The basic principle is that the larger the light source is, relative to the subject, the softer the light will be.  So you can enlarge the light source and/or move the light closer to the subject (if you want to make it softer).  

Now, if you want to get deeper into the issue...different light configurations and modifiers will produce different qualities/characteristics to your light.  For example; a cheap shallow softbox, with only one layer of diffusion material, probably won't give you a nice even wash of light, like a higher quality one will.

Another thing to look for, is how the light falls off at the edges.  This can vary greatly from one type of modifier to the next, even though both are producing 'soft' light.


----------



## Big Mike (Dec 15, 2011)

I used to have a cool link that would allow you to see shots from different modifiers, choosing from a list....can't find it.  But here are some other good stuff that I'm finding....

Understanding How Soft Boxes Work
I've moved the blog &#8211;> zackarias.com/blog » Modifiers :: From Day 03 of My creativeLIVE Class


----------



## MLeeK (Dec 15, 2011)

etnad0 said:


> Thanks. So I'm assuming that if I want the same effect for both, I'd have to move the sock farther away and the light would have to be more intense to get the widespread look?



No. Moving your light source away from the subject gives you harder light no matter what you are using. If you want the soft look it has to be a large light source-you could place your strobe behind a panel of diffusing material. Which is essentially what an umbrella is doing. You have to have the larger source to get the widespread and soft look. You could move back, but you are always going to get a harder look to your light when you move back. 

StudioLighting.net has some good information on different light setups. 
You have some weaker/continuous lights don't you? 
There are tons of DIY modifier/softbox tutorials on the web. You are best off to get rid of the sock and enlarge your light somehow if you want a soft, natural look to your light.


----------



## etnad0 (Dec 15, 2011)

Thanks for the info. I'm going to give those links a look and just go with that softbox like I originally intended.


----------



## KmH (Dec 15, 2011)

MLeeK said:


> etnad0 said:
> 
> 
> > Thanks. So I'm assuming that if I want the same effect for both, I'd have to move the sock farther away and the light would have to be more intense to get the widespread look?
> ...


Because the light source gets apparently smaller as you move it further away.

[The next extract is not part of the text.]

PR #733, opened 2021-01-14
Added support for `geo-types` 0.7 via `with-geo-types-0_7` feature

michaelkirk:


postgres-types/src/geo_types_06.rs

The Sun is 700,000 miles in diameter, but it's 93,000,000 miles away and apprently small in the sky. You can hold your hand out at arms length and the Sun is so small in the sky your thumb pretty much blocks the Sun, which is why direct sunlight causes sharp edged shadows and delivers harsh light.

An alternative to a softbox is a umbrella/softbox hybrid known as a brolly box, Brollys have some distinct advantages over softboxes, like ease of set up and lower cost relative to size.

For nice soft light and diffuse shadows that have good 'wrap,' the bigger the light modifier, the better.


----------



## Big Mike (Dec 15, 2011)

> An alternative to a softbox is a umbrella/softbox hybrid known as a brolly box, Brollys have some distinct advantages over softboxes, like ease of set up and lower cost relative to size.


My softbox is of the 'collapsible' variety.  It folds up like an umbrella, so ease of set up isn't an issue.  But, transportation/storage is an issue.  An umbrella folds up nice and small, I'd think that a brolly cover fold up small as well.  Even a typical softbox can be dismantled and packed quite small.  But the only thing I don't like about my folding/collapsible softbox, is that when it's folded up, the arms are still perpendicular to the speed ring.  So the overall shape of is something like 8" diameter by 30" or so.  Plus, the arms don't wrap tightly together like an umbrella, so they are rather delicate and I have to be careful with it when I travel.


----------